The study was headed by Nissa Finney, professor of human geography at St Andrews, who said it proved racism was “part of daily lives."

She said: “The UK is immeasurably far from being a racially just society.

“The kinds of inequality we see in our study would not be there if we had a really just society.”

More than 14,000 people from 21 ethnic groups, including white British, were questioned for the Economic and Social Research Council-funded survey between February and October 2021.

Among the findings, the survey found more than a quarter of people from minority ethnic groups had experienced racial insults with almost one in three experiencing racism in a public place.

One in six reported suffering racism from neighbours while 17 per cent had suffered damaged property in racist attacks.

Among minority ethnic and religious groups, one in six said they had been victims of racist physical assault prior to the coronavirus pandemic – a figure which increases to one in five Jewish people and more than one in three from Gypsy, Traveller and Roma respondents.

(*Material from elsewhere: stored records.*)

PR #470, opened 2019-02-24
CEGIS loop for constant synthesis in alive2 backend

zhengyangl:


lib/Infer/AliveDriver.cpp
```diff
@@ -156,6 +157,60 @@ struct ReturnLHSRAII {
 };
 }
 
+std::map<souper::Inst *, llvm::APInt>
+performCegisFirstQuery(tools::Transform &t,
+                  std::map<std::string, souper::Inst *> &SouperConsts,
```
regehr: please indent these lines so they are even with "tools" in the line above

regehr:
does this code support multiple constants on the RHS? if yes, please add some test cases

lib/Infer/AliveDriver.cpp
```diff
@@ -260,6 +315,68 @@ souper::AliveDriver::synthesizeConstants(souper::Inst *RHS) {
...
+    // First Query
+    {
+      ReturnLHSRAII foo{t, LHSF};
+      t.src = std::move(LHSF);
+
+      Tried ++;
+      // exceeds MAX_TRIES, stop immediately
+      if (Tried > MaxTries) {
+        if (DebugLevel > 2)
+          llvm::errs()<<"Time of tries reached maximum\n";
```
regehr: put spaces around << please

lib/Infer/AliveDriver.cpp
```diff
@@ -156,6 +157,60 @@ struct ReturnLHSRAII {
...
+  for (auto &[Var, Val] : TgtState.getValues()) {
+    auto &Name = Var->getName();
+    if (startsWith("%reserved", Name)) {
+      auto App = Val.first.value.isApp();
+      assert(app);
+      SMTConsts[Name] = (Z3_get_app_arg(smt::ctx(), App, 1));
+    }
+  }
+
+  smt::Solver::check({{(Sv.first.value == Tv.first.value) && (TriedExpr),
```
regehr: I don't think this is right
@manasij7479 can you look?
this looks like an equivalence check, but we must check refinement

lib/Infer/AliveDriver.cpp
```diff
@@ -156,6 +157,60 @@ struct ReturnLHSRAII {
...
+          if (R.isUnsat()) {
+            if (DebugLevel > 3)
+              llvm::errs()<<"No more new possible guesses\n";
+            return;
+          } else if (R.isSat()) {
+            auto &&Model = R.getModel();
+            smt::expr TriedAnte(false);
+
+            for (auto &[name, expr] : SMTConsts) {
+              TriedAnte |= (expr != smt::expr::mkUInt(Model.getInt(expr), expr.bits()));
```
regehr: does this work for values >64 bits?

lib/Infer/AliveDriver.cpp
```diff
@@ -260,6 +315,68 @@ souper::AliveDriver::synthesizeConstants(souper::Inst *RHS) {
...
+      // exceeds MAX_TRIES, stop immediately
+      if (Tried > MaxTries) {
+        if (DebugLevel > 2)
+          llvm::errs()<<"Time of tries reached maximum\n";
+        return {};
+      }
+
+      ConstMap = performCegisFirstQuery(t, Consts, TriedExpr);
+
+      if (ConstMap.empty())
```
regehr: what does it mean when this happens?

lib/Infer/ExhaustiveSynthesis.cpp
```diff
@@ -66,6 +66,9 @@ namespace {
   static cl::opt<bool> EnableDataflowPruning("souper-dataflow-pruning",
     cl::desc("Enable pruning based on dataflow analysis (default=false)"),
     cl::init(false));
+  static cl::opt<bool> SynthesisConstWithCegisLoop("souper-synthesis-const-with-cegis",
+    cl::desc("Synthesis constants with CEGIS (default=false)"),
```
regehr: I think default this to true since the exists-forall method isn't working well

regehr:
is it correct that this CEGIS loop isn't specializing the query using some example inputs?
if so, you're going to work on that @manasij7479 ?

lib/Infer/AliveDriver.cpp
manasij7479: Yeah, I have some weird bugs with this check.
Also, this query needs to be explicit about PC (assumes do not seem to be automatically implicated)
@zhengyangl  Is there a way we can avoid this check and use alive's verification as a black box?

manasij7479:
Once this works (and is provably better than the forall query), I can implement the input specialization techniques. It seems I am going to doing that in the near future anyway.

lib/Infer/AliveDriver.cpp
zhengyangl: No more guesses produced, terminate immediately.

lib/Infer/ExhaustiveSynthesis.cpp
zhengyangl: This method is also not working well for now, since no input specialization is implemented.

Say it cannot synthesis mul(x, 100) with less than 100 guess, when the solver guesses from 0 and increase the guess by 1 each time. Input 0 will always make the check satisfied for any constant.

lib/Infer/AliveDriver.cpp
regehr: I mean: under what circumstances does this happen?

zhengyangl: This happens when the first query is unsat, see the implementation of performCegisFirstQuery

lib/Infer/AliveDriver.cpp
zhengyangl: Yes this is the equivalence check. Need further work on this.

Also another thought is the input specialization should not be done in the Souper land. The query LHS(x_0)=RHS(x_0, C) /\ LHS(x_1)=RHS(x_1, C) /\ LHS(x)=RHS(x, C) is wrong since any poison triggered by specialized input will poison the whole query. We need to handle UB in these specialized queries separately

lib/Infer/AliveDriver.cpp
zhengyangl: I'll write a test for this, seems it should work for large const.

lib/Infer/AliveDriver.cpp
regehr: ok-- I think this deserves a printout at some debug level so we can see this happening

lib/Infer/AliveDriver.cpp
regehr: OK-- please add a comment explaining this to this PR
we can figure out how to fix this later

regehr: @manasij7479 could something like this explain the unsound results you've been seeing/?

manasij7479: I don't know.

regehr:
is this ready?

zhengyangl:
Not yet, will be ready soon

lib/Infer/AliveDriver.cpp
zhengyangl: Unfortunately the Alive driver needs to update to support LHS with width > 64, but my part of code should handle value > 64 bits without change.

zhengyangl:
> does this code support multiple constants on the RHS? if yes, please add some test cases

Test case added for RHS with a pair of consts.

zhengyangl:
The PR is ready for review again

lib/Infer/AliveDriver.cpp
regehr: @manasij7479 please do PRs bumping our alive version from time to time

regehr:
LGTM, thanks!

Other findings saw 29 per cent of respondents from ethnic and religious minorities say they had experienced racial discrimination in both education and employment, almost a fifth reporting the same in the search for housing.

Discrimination in dealings with the police was reported by more than one in five of all respondents.

But that soared to 43 per cent among black Caribbean groups and more than one in three of those from Gypsy, Traveller and Roma groups.

Overcrowding housing and lack of outdoor space at home were also common responses in the survey.

It found 60 per cent of Roma families lived in overcrowded conditions with a quarter of Pakistani and Arab people reporting the same.